_How to complete this task_
Reproduce the tail of the data exactly. It starts at the line containing "Also switched to the latest ubi9 image." and runs to the last line.

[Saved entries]
▬▬▬
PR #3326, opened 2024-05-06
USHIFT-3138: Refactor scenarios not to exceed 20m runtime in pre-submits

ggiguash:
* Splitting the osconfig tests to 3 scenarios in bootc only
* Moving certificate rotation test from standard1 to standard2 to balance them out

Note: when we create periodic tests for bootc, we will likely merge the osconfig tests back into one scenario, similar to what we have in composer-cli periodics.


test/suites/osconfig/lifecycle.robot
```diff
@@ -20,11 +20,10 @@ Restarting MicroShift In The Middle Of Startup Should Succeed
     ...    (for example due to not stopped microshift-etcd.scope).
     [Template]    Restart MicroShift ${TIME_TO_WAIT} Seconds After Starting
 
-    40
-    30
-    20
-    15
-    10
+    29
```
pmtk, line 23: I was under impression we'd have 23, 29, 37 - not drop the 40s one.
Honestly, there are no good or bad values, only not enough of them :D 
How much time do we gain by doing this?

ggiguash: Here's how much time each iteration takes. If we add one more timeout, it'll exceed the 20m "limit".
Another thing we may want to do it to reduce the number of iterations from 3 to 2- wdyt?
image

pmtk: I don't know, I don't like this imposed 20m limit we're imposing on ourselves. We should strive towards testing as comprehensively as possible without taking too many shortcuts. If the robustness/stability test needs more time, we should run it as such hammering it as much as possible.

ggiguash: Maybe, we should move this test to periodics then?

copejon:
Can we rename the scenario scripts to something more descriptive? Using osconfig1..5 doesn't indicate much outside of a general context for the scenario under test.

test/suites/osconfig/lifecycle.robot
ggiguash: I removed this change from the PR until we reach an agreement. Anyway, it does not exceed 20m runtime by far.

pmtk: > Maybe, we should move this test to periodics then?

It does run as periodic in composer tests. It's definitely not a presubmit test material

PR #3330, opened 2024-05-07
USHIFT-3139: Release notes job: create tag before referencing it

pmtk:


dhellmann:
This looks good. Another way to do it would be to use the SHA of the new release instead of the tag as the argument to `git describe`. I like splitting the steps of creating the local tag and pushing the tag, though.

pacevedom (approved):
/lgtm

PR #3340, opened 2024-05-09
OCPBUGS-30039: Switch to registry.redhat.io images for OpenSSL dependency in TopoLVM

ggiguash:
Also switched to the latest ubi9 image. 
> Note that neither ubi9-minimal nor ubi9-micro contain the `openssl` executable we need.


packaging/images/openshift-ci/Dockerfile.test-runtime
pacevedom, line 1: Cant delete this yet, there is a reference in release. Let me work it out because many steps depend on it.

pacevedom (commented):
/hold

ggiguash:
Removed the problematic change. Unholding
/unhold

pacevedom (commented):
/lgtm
▬▬▬
_Result for this task_
Also switched to the latest ubi9 image. 
> Note that neither ubi9-minimal nor ubi9-micro contain the `openssl` executable we need.


packaging/images/openshift-ci/Dockerfile.test-runtime
pacevedom, line 1: Cant delete this yet, there is a reference in release. Let me work it out because many steps depend on it.

pacevedom (commented):
/hold

ggiguash:
Removed the problematic change. Unholding
/unhold

pacevedom (commented):
/lgtm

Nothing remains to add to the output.